Problem: Review the material and extract every line in which the word "deque" occurs.

Dataset records:
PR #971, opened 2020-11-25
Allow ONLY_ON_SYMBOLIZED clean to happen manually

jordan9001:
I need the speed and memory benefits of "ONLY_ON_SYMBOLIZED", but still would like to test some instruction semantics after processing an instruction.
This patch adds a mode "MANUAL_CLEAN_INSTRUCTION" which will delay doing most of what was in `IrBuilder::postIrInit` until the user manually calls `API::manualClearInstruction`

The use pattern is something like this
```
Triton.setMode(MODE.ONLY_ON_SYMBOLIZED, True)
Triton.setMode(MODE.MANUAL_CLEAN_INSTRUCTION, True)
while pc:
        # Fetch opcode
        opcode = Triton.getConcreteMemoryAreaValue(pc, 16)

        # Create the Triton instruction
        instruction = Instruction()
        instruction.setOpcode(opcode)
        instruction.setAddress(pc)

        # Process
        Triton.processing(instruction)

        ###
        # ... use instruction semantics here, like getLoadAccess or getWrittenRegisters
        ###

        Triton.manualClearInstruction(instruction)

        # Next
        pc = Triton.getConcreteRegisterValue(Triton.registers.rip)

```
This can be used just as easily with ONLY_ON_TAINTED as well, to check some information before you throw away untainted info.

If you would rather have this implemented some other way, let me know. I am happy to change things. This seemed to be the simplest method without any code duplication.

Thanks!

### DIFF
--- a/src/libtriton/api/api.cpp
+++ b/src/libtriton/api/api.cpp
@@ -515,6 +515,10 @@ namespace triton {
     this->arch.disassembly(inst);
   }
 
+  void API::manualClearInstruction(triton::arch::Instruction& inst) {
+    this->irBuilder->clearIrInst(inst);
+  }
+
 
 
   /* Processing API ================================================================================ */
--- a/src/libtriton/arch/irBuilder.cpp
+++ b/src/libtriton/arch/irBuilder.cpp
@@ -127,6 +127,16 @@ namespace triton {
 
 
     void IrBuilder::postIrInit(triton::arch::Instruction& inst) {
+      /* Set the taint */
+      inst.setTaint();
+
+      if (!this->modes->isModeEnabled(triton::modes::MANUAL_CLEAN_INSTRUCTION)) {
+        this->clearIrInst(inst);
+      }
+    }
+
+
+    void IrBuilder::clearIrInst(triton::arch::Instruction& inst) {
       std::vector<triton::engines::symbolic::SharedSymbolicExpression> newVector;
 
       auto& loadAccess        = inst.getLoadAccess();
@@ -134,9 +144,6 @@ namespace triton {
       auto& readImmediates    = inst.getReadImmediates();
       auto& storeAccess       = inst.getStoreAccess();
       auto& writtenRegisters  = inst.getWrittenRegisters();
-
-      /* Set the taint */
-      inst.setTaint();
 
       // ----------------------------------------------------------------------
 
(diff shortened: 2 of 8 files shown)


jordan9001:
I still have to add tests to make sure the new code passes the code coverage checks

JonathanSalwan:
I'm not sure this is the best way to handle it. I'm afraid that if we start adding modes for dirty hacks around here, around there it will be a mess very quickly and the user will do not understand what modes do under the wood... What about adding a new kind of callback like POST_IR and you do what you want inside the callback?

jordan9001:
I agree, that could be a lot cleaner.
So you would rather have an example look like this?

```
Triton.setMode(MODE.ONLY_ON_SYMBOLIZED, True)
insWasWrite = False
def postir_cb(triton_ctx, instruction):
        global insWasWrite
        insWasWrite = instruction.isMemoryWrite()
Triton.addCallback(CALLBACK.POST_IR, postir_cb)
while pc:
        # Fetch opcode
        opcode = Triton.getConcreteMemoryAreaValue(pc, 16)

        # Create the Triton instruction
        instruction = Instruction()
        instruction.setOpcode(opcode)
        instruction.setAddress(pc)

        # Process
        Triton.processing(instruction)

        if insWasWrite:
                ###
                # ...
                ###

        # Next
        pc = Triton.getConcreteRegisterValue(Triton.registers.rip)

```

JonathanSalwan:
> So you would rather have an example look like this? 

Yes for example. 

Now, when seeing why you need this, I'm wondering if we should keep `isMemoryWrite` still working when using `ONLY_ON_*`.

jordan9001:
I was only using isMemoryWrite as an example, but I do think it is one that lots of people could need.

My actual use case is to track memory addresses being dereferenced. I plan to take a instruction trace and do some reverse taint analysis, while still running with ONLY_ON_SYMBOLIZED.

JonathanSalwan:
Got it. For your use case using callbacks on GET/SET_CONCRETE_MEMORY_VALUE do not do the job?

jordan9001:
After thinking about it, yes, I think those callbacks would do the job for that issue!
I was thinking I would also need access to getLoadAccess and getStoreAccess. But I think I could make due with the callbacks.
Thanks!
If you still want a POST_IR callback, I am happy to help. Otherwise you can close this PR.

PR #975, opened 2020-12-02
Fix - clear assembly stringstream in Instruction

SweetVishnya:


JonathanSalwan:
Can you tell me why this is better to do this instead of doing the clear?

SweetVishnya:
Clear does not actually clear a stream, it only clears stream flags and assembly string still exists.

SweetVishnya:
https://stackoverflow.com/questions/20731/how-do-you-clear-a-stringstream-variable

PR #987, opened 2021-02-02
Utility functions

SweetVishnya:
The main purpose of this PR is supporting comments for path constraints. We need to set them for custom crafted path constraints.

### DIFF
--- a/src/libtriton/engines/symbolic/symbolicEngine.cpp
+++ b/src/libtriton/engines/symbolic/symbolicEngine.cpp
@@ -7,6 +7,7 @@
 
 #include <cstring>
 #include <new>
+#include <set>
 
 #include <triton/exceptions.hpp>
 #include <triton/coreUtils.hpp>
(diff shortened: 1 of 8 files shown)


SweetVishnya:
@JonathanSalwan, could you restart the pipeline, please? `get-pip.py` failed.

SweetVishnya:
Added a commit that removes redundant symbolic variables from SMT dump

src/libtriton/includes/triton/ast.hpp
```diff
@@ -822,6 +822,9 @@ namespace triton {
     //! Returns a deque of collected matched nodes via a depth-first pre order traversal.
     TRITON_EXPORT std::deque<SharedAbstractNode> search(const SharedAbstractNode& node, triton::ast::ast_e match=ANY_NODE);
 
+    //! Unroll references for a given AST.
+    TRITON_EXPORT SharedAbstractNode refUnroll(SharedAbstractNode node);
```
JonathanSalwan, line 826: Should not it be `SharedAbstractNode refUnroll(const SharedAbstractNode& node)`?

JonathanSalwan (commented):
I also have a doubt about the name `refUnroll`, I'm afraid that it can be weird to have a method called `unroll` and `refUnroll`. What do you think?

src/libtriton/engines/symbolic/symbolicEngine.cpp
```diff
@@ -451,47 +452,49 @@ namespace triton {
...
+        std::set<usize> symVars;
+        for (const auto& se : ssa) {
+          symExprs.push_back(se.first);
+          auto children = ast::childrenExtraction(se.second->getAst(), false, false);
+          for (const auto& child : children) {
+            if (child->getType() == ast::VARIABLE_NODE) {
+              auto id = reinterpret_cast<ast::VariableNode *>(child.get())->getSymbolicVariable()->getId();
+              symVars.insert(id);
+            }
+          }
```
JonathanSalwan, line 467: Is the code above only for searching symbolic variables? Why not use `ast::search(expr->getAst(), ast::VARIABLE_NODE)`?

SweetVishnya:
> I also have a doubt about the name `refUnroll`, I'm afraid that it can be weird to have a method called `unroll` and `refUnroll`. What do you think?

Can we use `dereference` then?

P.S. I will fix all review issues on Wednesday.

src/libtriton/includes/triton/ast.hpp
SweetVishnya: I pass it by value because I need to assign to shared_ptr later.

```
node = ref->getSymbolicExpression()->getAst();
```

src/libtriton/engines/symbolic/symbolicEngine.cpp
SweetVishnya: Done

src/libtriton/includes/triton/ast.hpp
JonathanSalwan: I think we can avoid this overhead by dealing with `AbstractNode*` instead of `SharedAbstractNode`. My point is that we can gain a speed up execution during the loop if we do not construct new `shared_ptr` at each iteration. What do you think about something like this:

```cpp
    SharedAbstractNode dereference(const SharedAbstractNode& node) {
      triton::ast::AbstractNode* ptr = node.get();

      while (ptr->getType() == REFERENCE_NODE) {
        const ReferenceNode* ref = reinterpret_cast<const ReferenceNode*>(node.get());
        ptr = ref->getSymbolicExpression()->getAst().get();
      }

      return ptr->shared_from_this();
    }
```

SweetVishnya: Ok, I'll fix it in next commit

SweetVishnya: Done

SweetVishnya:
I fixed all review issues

Response below:
     //! Returns a deque of collected matched nodes via a depth-first pre order traversal.
     TRITON_EXPORT std::deque<SharedAbstractNode> search(const SharedAbstractNode& node, triton::ast::ast_e match=ANY_NODE);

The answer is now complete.